Just after a few weeks of working fine, our Socket.io started spewing errors on some browsers. I've tried updated to the latest Socket.io version, I've tried our setup on different machines, I've tried all sorts of machines, it seems to work on most browsers with no clear pattern of which work.
These errors appear on a second interval:
OPTIONS https://website.com/socket.io/?EIO=2&transport=polling&t=1409760272713-52&sid=Dkp1cq0lpKV75IO8AdA3 socket.io-1.0.6.js:2
XMLHttpRequest cannot load https://website.com/socket.io/?EIO=2&transport=polling&t=1409760272713-52&sid=Dkp1cq0lpKV75IO8AdA3. Invalid HTTP status code 400
We're behind Amazon's ELB, Socket.io on polling because the ELB router doesn't support WebSockets.
I found the problem that has been causing this, and it's is really unexpected...

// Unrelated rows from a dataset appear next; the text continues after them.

Issue #9822, opened 2022-01-13
Meson complaining about use of -fsanitize-recover=alignment


tristan957:
**Describe the bug**
When using `-fsanitize-recover=alignment`, Meson thinks I am using the `-fsanitize` argument I supposed, so it gives the following warning:

```
meson.build:64: WARNING: Consider using the built-in option for sanitizers instead of using "-fsanitize-recover=alignment".
```

**To Reproduce**
Add the argument to your project.

**Expected behavior**
Not warn, since this flag is about adjusting behavior of the sanitizer instead of enabling it.

**system parameters**
* Is this a [cross build](https://mesonbuild.com/Cross-compilation.html) or just a plain native build (for the same computer)? No
* what operating system (e.g. MacOS Catalina, Windows 10, CentOS 8.0, Ubuntu 18.04, etc.) Fedora 35
* what Python version are you using e.g. 3.8.0 3.10.1
* what `meson --version` 0.59,.5
* what `ninja --version` if it's a Ninja build 1.10.2

Something tells me the fix is probably just fixing the `-fsanitize` detection logic.

kcgen:
Still hitting this in 1.1.0

tristan957:
See the linked PR. I am sure it'll get picked up again in the future.

kcgen:
> See the linked PR. I am sure it'll get picked up again in the future.

Indeed! Thanks for the heads up,  @tristan957.

Issue #7761, opened 2020-09-19
Missing support for CFLAGS="-fsanitize=fuzzer"? 


lmcjoma:
I am trying to build a system with meson where fuzzing is activated.
The code I am trying to build is here:
https://gitlab.freedesktop.org/elmarco/libslirp/-/commit/9fba8af484ec6bc10b22e3f49d9e34d95c28b086

However, when I try to build it according to the second method in the commit log I get the following:
--------------------------------------------------------------------------------------------------------------------------------
FLAGS="-fsanitize=fuzzer" CC=clang CXX=clang++ meson build-clang -Db_lundef=false 
The Meson build system
Version: 0.55.3
Source dir: /home/jmaloy/fuzzing/lureau/libslirp
Build dir: /home/jmaloy/fuzzing/lureau/libslirp/build-clang
Build type: native build
Project name: slirp
Project version: 4.0.0
Using 'CC' from environment with value: 'clang'
Using 'CFLAGS' from environment with value: '-fsanitize=fuzzer'

meson.build:1:0: ERROR: Compiler clang can not compile programs.

A full log file can be found at /home/jmaloy/fuzzing/lureau/libslirp/build-clang/meson-logs/meson-log.txt
[jmaloy@f31 libslirp]$ 

The log referred to above looks as follows:
----------------------------------------------------------------
Build started at 2020-09-19T15:11:11.217041
Main binary: /usr/bin/python3
Build Options: -Db_lundef=false
Python system: Linux
The Meson build system
Version: 0.55.3
Source dir: /home/jmaloy/fuzzing/lureau/libslirp
Build dir: /home/jmaloy/fuzzing/lureau/libslirp/build-clang
Build type: native build
None of 'PKG_CONFIG_PATH' are defined in the environment, not changing global flags.
None of 'PKG_CONFIG_PATH' are defined in the environment, not changing global flags.
Project name: slirp
Project version: 4.0.0
Using 'CC' from environment with value: 'clang'
Using 'CFLAGS' from environment with value: '-fsanitize=fuzzer'
None of 'LDFLAGS' are defined in the environment, not changing global flags.
None of 'CPPFLAGS' are defined in the environment, not changing global flags.
None of 'CC_LD' are defined in the environment, not changing global flags.
Sanity testing C compiler: clang
Is cross compiler: False.
None of 'CC_LD' are defined in the environment, not changing global flags.
[...]

Issue #7192, opened 2020-05-23
Misleading warning about -fsanitize-blacklist


christianrauch:
**Describe the bug**
Setting `-fsanitize-blacklist` withi meson gives a misleading warning:
```WARNING: Consider using the built-in option for sanitizers instead of using "-fsanitize-blacklist=asan_blacklist.txt"```
that suggests that meson supports blacklisting as a built-in function. However, https://mesonbuild.com/Builtin-options.html does not mention any sanitizer blacklisting functionality.

**To Reproduce**
Enable sanitizer blacklisting in meson:
```python
cc = meson.get_compiler('c')
if cc.get_id() == 'clang'
  add_global_arguments('-fsanitize-blacklist=asan_blacklist.txt', language : 'c')
endif
```

**Expected behavior**
Meson should not suggest that `sanitize-blacklist` is a built-in option or print the built-in option to use in place of `sanitize-blacklist`.

**system parameters**
* native build
* Ubuntu 20.04
* Python 3.8.2
* meson 0.53.2
* ninja 1.10.0

PR #9825, opened 2022-01-13
Sanitizer enhancements

dcbaker:
This little series makes a serious overhaul of the way b_sanitize works.

First, some cleanup around spurious warnings for sanitizer options.

Then, instead of being a combo option, it becomes a free form array, and we do an internal compiler.has_arguments check to see if the compiler actually supports the arguments that we've asked for. Using an array, rather than a string, has some nice properties for writing meson build files. With a string, it's tempting to write things like:
```meson
if get_option('b_sanitize') == 'address,undefined'
  ...
endif
```

But this isn't actually safe anymore, since it well could be `'undefined,address'`. It also heads off the possibility of a compiler that doesn't use a `,` as a separator, say something that takes `-Osanitize=address -Osanitize=undefined`.

But, in order to preserve backwards compatibility, the `get_option('b_sanitize')` has been specialized to return a sorted string value if the meson compatibility version is < 0.62 (< 0.61.99 at the moment, because it's impossible to test otherwise) and a list if it is >= 0.62. This means that if a user with 0.62 sets `-Db_sanitize=['undefined', 'address']` then `get_option()` will still return `address,undefined`. This doesn't fix cases of adding new, previously unsupported sanitizers into the mix, `['undefined', 'address', 'fuzzer']` will still trip things up.

Fixes: #9822 
Fixes: #7192
Fixes: #8283
Fixes: #7761
Fixes: #5154
Fixes: #1582


dcbaker:
@bonzini, You also took a stab at this in the past, so I thought you might be interested

eli-schwartz:
> specialized to return a sorted string value if the meson compatibility version is < 0.62 (< 0.61.99 at the moment, because it's impossible to test otherwise) and a list if it is >= 0.62.

This makes me so incredibly nervous, it's basically cmake policies.

eli-schwartz:
Both string and array *do* have .contains().

Only the latter has the `in` operator.

Splitting it because you expect it to be a string and want to convert it to an array would indeed break and cause existing meson.build files to break strangely.

...

You are correct that none of the options really seem to inspire tremendous enthusiasm.

Shower thought: could we somehow warn any time get_option('b_sanitize') is checked with `==` instead of `.contains()`? `WARNING: b_sanitize will change to an array when minimum meson_version >=0.62. Use .contains() to ensure it works either way.` Probably not...

dcbaker:
That would actually be fairly trivial to do in meson++ with it's IR, lol. I think that would be quite challenging for an interpreter though, there isn't a clean, easy way to declare that you're comparing the output of `get_option('b_sanitize')`. maybe @mensinda knows how to do it?

eli-schwartz:
Actually, we already do this for `class MesonVersionStringHolder(StringHolder)`, to override its `str.version_compare()` method (so that those suppress FeatureNew warnings in conditional blocks).

dcbaker:
for MesonVersionStringHolder that's a small amount of technical debt for a huge payoff. I wonder if it's worth the additional technical debt. Maybe it would be easier to add `in` to strings?

tristan957:
I think I am going to be targeting Meson 0.62 as the next bump for my project. Would be sweet to get this in for that release assuming it is feasible.

bonzini:
There might be another way to do it, which is to name the new option b_sanitizers and return the string `get_option('b_sanitize')`. Support for `-Db_sanitize` can be dropped.

bonzini:
> Maybe it would be easier to add `in` to strings?

I prefer not to have it. Looking for substrings tends to be an antipattern. I'm worried that people would write `in` instead of the more correct `startswith`/`endswith` just because it's more compact.

dcbaker:
I've rebased this and done the 0.61 -> 0.62 and 0.62 -> 0.63 dance. I think there's probably still a few CI failures to sort out.

But, let's talk about the options we have not breaking everything.

1) continue to do what I did, of returning a sorted, comma joined string for < 0.63, an array otherwise
2) return an array, and point out that `.contains()` will work in both cases, accept some old projects will break
3) implement a special container type that does the coercion of `==`, `in`, etc, and deprecate those comparisons
4) replace b_sanitize with b_sanitize2
5 some other option I'm not thinking of

tristan957:
I only like options 1 and 2. Option 2 is probably my favorite one.

bonzini:
My favorite is 4/2/1, but I am worried that 2 is not a good idea. For option 4, I would not bother with supporting -Db_sanitize, unless it turns out to be easy.

dcbaker:
My thought for `b_sanitize2` (or `b_sanitize_array`?) is that it would return an array, while `b_sanitize` would continue to return a string which would always match the values we guarantee, so if you use a new value like "return" then it would just be ignored by `b_sanitize`, since you wouldn't be able to pass that anyway.

bonzini:
My idea was:

*Name it b_sanitizers which is better anyway than b_sanitize
*Do not allow setting b_sanitize anymore on the command line to simplify the implementation
*Make get_option('b_sanitize') return the join of the elements of get_option('b_sanitizers')

dcbaker:
yup, that makes sense to me. I'll do that.

eli-schwartz:
Oh by the way, since commit e19e9ce6f196f7c127a2668b5df0ada1d50806df the return value of `get_option('b_sanitize')` is now a `P_OBJ.OptionString` (subclass of `str`). So, we can actually check that now.

eli-schwartz:
Resubmitted as #12648 and partially merged. Resubmitted again as #14302 and the final bits were merged.

All done.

This problem comes from using load balanced services like AWS ELB (independent EC2 should be fine though) and Heroku, their infrastructure doesn't support Socket.io features fully. AWS ELB flat out won't support WebSockets, and Heroku's router is trash for Socket.io, even in conjunction with socket.io-redis.
The problem is hidden when you use a single server, but as soon you start clustering, you will get issues. A single Heroku dyno on my application worked fine, and then the problems started appearing in production out of development, when we weren't using more than one server. We tried on ELB with sticky-load balance and even then, we still had the same issues.
When socket.io returns 400 errors, in this case it was saying "This session doesn't exist and you never completed the handshake", because you completed the handshake on a different server in your cluster.
The solution for me was just dedicating an EC2 instance for my web app to handle Socket.io.